Output every line below without omitting or altering anything.

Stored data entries
• • • •

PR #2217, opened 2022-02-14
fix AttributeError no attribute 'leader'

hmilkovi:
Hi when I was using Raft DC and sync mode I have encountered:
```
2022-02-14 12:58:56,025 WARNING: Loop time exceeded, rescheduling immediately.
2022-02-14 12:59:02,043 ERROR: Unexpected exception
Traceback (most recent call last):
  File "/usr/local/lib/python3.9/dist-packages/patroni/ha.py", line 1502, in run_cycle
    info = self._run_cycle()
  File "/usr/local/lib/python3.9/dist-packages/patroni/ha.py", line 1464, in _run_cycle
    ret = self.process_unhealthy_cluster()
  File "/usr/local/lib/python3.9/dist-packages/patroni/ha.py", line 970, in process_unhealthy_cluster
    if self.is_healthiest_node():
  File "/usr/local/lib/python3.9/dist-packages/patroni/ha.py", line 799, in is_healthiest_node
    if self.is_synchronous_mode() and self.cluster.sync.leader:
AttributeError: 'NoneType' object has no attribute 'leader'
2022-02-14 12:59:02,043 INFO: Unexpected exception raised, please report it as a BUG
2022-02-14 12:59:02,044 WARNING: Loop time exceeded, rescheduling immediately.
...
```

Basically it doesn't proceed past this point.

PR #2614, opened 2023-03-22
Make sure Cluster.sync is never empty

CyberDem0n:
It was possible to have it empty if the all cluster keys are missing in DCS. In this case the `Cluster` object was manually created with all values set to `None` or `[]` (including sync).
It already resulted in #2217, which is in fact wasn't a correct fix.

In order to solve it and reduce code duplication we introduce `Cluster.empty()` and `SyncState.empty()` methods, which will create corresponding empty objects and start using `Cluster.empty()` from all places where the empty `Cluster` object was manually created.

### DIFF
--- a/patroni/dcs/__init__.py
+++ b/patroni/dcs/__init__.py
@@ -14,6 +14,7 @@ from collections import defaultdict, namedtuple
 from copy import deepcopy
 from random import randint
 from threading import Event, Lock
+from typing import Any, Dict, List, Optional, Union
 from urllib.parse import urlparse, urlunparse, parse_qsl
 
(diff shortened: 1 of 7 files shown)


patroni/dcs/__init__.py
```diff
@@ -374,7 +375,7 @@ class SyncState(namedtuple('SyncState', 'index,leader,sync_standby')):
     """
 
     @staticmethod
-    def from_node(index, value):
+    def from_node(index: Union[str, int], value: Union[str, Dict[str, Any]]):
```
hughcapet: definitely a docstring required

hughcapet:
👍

• • • •

### Response below
PR #2217, opened 2022-02-14
fix AttributeError no attribute 'leader'

hmilkovi:
Hi when I was using Raft DC and sync mode I have encountered:
```
2022-02-14 12:58:56,025 WARNING: Loop time exceeded, rescheduling immediately.
2022-02-14 12:59:02,043 ERROR: Unexpected exception
Traceback (most recent call last):
  File "/usr/local/lib/python3.9/dist-packages/patroni/ha.py", line 1502, in run_cycle
    info = self._run_cycle()
  File "/usr/local/lib/python3.9/dist-packages/patroni/ha.py", line 1464, in _run_cycle
    ret = self.process_unhealthy_cluster()
  File "/usr/local/lib/python3.9/dist-packages/patroni/ha.py", line 970, in process_unhealthy_cluster
    if self.is_healthiest_node():
  File "/usr/local/lib/python3.9/dist-packages/patroni/ha.py", line 799, in is_healthiest_node
    if self.is_synchronous_mode() and self.cluster.sync.leader:
AttributeError: 'NoneType' object has no attribute 'leader'
2022-02-14 12:59:02,043 INFO: Unexpected exception raised, please report it as a BUG
2022-02-14 12:59:02,044 WARNING: Loop time exceeded, rescheduling immediately.
...
```

Basically it doesn't proceed past this point.

PR #2614, opened 2023-03-22
Make sure Cluster.sync is never empty

CyberDem0n:
It was possible to have it empty if the all cluster keys are missing in DCS. In this case the `Cluster` object was manually created with all values set to `None` or `[]` (including sync).
It already resulted in #2217, which is in fact wasn't a correct fix.

In order to solve it and reduce code duplication we introduce `Cluster.empty()` and `SyncState.empty()` methods, which will create corresponding empty objects and start using `Cluster.empty()` from all places where the empty `Cluster` object was manually created.

### DIFF
--- a/patroni/dcs/__init__.py
+++ b/patroni/dcs/__init__.py
@@ -14,6 +14,7 @@ from collections import defaultdict, namedtuple
 from copy import deepcopy
 from random import randint
 from threading import Event, Lock
+from typing import Any, Dict, List, Optional, Union
 from urllib.parse import urlparse, urlunparse, parse_qsl
 
(diff shortened: 1 of 7 files shown)


patroni/dcs/__init__.py
```diff
@@ -374,7 +375,7 @@ class SyncState(namedtuple('SyncState', 'index,leader,sync_standby')):
     """
 
     @staticmethod
-    def from_node(index, value):
+    def from_node(index: Union[str, int], value: Union[str, Dict[str, Any]]):
```
hughcapet: definitely a docstring required

hughcapet:
👍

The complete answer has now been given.